Approach in Canadian Law
The originality requirement for copyright and fair dealing provisions under Canadian law differ from U.S. law, and as a result, the result under Canadian copyright law is less clear.
The case that declaring code is subject to copyright is stronger in Canada. Unlike the U.S., which requires creativity for copyright protection, Canada only requires an exercise of skill and judgment. In CCH, the Supreme Court of Canada held that a “topical index” would be subject to copyright, since there is skill and judgment in deciding how to organize and succinctly summarize the contents.1 By analogy, this supports that the naming, structure and organization of computer code would also be subject to copyright. However, it is not clear if the work in preparing a topical index is the same as the work in writing declaring code.

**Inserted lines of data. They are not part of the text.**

PR #633, opened 2024-11-17
hyprlock: use a string instead of a path for `background.path`

morganlabs:
This value needs to be a string, not a path, to be set succesfully.

### DIFF
--- a/modules/hyprlock/hm.nix
+++ b/modules/hyprlock/hm.nix
@@ -6,7 +6,7 @@ with config.lib.stylix;
 
   config = lib.mkIf (config.stylix.enable && config.stylix.targets.hyprlock.enable) {
     programs.hyprlock.settings = {
-      background.path = config.stylix.image;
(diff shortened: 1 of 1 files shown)


modules/hyprlock/hm.nix
```diff
@@ -6,7 +6,7 @@ with config.lib.stylix;
 
   config = lib.mkIf (config.stylix.enable && config.stylix.targets.hyprlock.enable) {
     programs.hyprlock.settings = {
-      background.path = config.stylix.image;
+      background.path = toString config.stylix.image;
```
trueNAHO, line 9: Prevent the file path from getting garbage collected:

```suggestion
      background.path = "${config.stylix.image}";
```

trueNAHO (changes requested):
Cc: @oscar-schwarz

trueNAHO (approved):

PR #636, opened 2024-11-17
hyprlock: lib.mkDefault image path

niksingh710:
This will avoid collision error if user gives `"screenshot"` in path for hyprlock.


trueNAHO:
Closing based on the conclusion from https://github.com/danth/stylix/pull/388.

PR #638, opened 2024-11-18
cava: init with rainbow theme

brckd:
This PR inits the `cava` target which doesn't apply any changes by default yet. However, it adds a `stylix.targets.cava.rainbow.enable` option for a rainbow gradient, which is often used with this application.

Before | After
-------- | ------
Screenshot From 2024-11-18 19-59-09 | Screenshot From 2024-11-18 20-01-57

I'm not sure how and whether to handle gradients with stylix, but I used the colors for images from the style guide and sorted them rainbow-ishly. If there are more applications using gradients like this, it would make sense to add a stylix wide option to define the preferred gradient or solid color.

### DIFF
--- a/modules/cava/hm.nix
+++ b/modules/cava/hm.nix
@@ -3,8 +3,8 @@
 let 
 
   mkGradient = colors: lib.listToAttrs (lib.imap0 (i: c: lib.nameValuePair "gradient_color_${toString (i+1)}" "'#${c}'") colors) // {
-    gradient = "1";
-    gradient_count = toString (builtins.length colors);
+    gradient = 1;
+    gradient_count = builtins.length colors;
   };
 
   rainbowColors = with config.lib.stylix.colors; [
--- a/modules/cava/hm.nix
+++ b/modules/cava/hm.nix
@@ -20,10 +20,15 @@ let
 in {
   options.stylix.targets.cava = {
     enable = config.lib.stylix.mkEnableTarget "CAVA" true;
-    rainbow.enable = lib.mkEnableOption "rainbow gradient theming";
+    rainbow.enable = config.lib.stylix.mkEnableTarget "rainbow gradient theming" false;
   };
 
-  config = lib.mkIf (config.stylix.enable && config.stylix.targets.cava.enable) {
-    programs.cava.settings.color = lib.mkIf config.stylix.targets.cava.rainbow.enable (mkGradient rainbowColors);
-  };
+  config = let
+    cfg = config.stylix.targets.cava;
+  in
+    lib.mkIf (config.stylix.enable && cfg.enable) {
+      programs.cava.settings.color = lib.mkIf cfg.rainbow.enable (
+        mkGradient rainbowColors
+      );
+    };
 }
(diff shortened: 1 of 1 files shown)


modules/cava/hm.nix
```diff
@@ -0,0 +1,29 @@
+{ config, lib, ... }:
+
+let 
+
+  mkGradient = colors: lib.listToAttrs (lib.imap0 (i: c: lib.nameValuePair "gradient_color_${toString (i+1)}" "'#${c}'") colors) // {
+    gradient = "1";
+    gradient_count = toString (builtins.length colors);
```
trueNAHO, line 7: If the Home Manager modules implicitly converts these values to strings, consider using:

```suggestion
    gradient = 1;
    gradient_count = builtins.length colors;
```

Otherwise:

```suggestion
    gradient = toString 1;
    gradient_count = toString (builtins.length colors);
```

trueNAHO (changes requested):
> I'm not sure how and whether to handle gradients with stylix, but I used the colors for images from the style guide and sorted them rainbow-ishly. If there are more applications using gradients like this, it would make sense to add a stylix wide option to define the preferred gradient or solid color.

IIRC, this is the first module with explicit gradient support.

brckd:
I currently can't test this because of https://github.com/NixOS/nixpkgs/issues/356817, but the suggested solution should work!

trueNAHO:
> fix in unstable now, no issue for me anymore
>
> -- https://github.com/NixOS/nixpkgs/issues/356817#issuecomment-2522552098

brckd:
I was able to confirm that your suggested change works!

modules/cava/hm.nix
```diff
@@ -0,0 +1,29 @@
...
+    base0B
+    base0A
+    base09
+    base08
+  ];
+
+in {
+  options.stylix.targets.cava = {
+    enable = config.lib.stylix.mkEnableTarget "CAVA" true;
+    rainbow.enable = lib.mkEnableOption "rainbow gradient theming";
```
trueNAHO, line 23: If the following does the same, we should stick to the current convention:

```suggestion
    rainbow.enable = config.lib.stylix.mkEnableTarget "rainbow gradient theming" false;
```

modules/cava/hm.nix
```diff
@@ -0,0 +1,29 @@
...
+  };
+
+  config = lib.mkIf (config.stylix.enable && config.stylix.targets.cava.enable) {
+    programs.cava.settings.color = lib.mkIf config.stylix.targets.cava.rainbow.enable (mkGradient rainbowColors);
+  };
```
trueNAHO, line 28: I would use a local `cfg` and reformat as follows:

```suggestion
  config = let
    cfg = config.stylix.targets.cava;
  in
    lib.mkIf (config.stylix.enable && cava.enable) {
      programs.cava.settings.color = lib.mkIf cava.rainbow.enable (
        mkGradient rainbowColors
      );
    };
```

trueNAHO (changes requested):
```
```

brckd:
Thanks for the suggestions! I've successfully tested the changes after replacing the faulty references to `cava` with `cfg`.

trueNAHO (approved):

PR #651, opened 2024-11-29
river: init new module

KamWithK:
[River](https://codeberg.org/river/river) is a dynamic tiling Wayland compositor with flexible runtime configuration.

New module to set the colors and cursor.

### DIFF
--- a/modules/river/hm.nix
+++ b/modules/river/hm.nix
@@ -1,0 +1,18 @@
+{ config, lib, ... }:
+
+with config.stylix;
+with config.lib.stylix.colors;
+{
+  options.stylix.targets.river.enable = config.lib.stylix.mkEnableTarget "River" true;
+
+  config = lib.mkMerge [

The fair dealing analysis under Canadian law is also unclear. Unlike U.S. law, which has an open set of fair use purposes, Canadian law requires a specific enumerated fair dealing purpose. Arguably, commercial use of declaring code to assist developers in learning to develop for a new platform could be fair dealing for “research” purposes. In the SOCAN v. Bell Canada decision, the Supreme Court of Canada conducted a fair dealing analysis on a copyright infringement claim against iTunes and similar services over song previews not based on iTunes’ perspective, but that of its users.2 From a developer’s perspective, the use of declaring code to assist in the developer’s understanding and transition to a new platform to create further works may be considered a fair dealing of declaring code for similar reasons to that of the U.S. Supreme Court.
In addition, Canada has other explicit exemptions from copyright infringement to enable interoperability of computer programs (such as s. 30.61), which may be applicable depending on the circumstances.
The decision in Google v. Oracle is a constraint on the enforceability of copyright in computer programs in the United States. While acknowledging the potential value of the organization and naming conventions of an API, the U.S. Supreme Court prefers encouraging competition between platforms. In its view, a copyright owner should not be able to use copyright to put up artificial barriers to inhibit developers from switching to a new platform. The ruling is a warning to established players that the courts will not look favourably on those seeking to use copyright to block a new competitors’ cross-compatibility.
1 CCH Canadian Ltd. v. Law Society of Upper Canada, 2004 SCC 13 at para 32.
2 Society of Composers, Authors and Music Publishers of Canada v. Bell Canada, 2012 SCC 36 at para 30.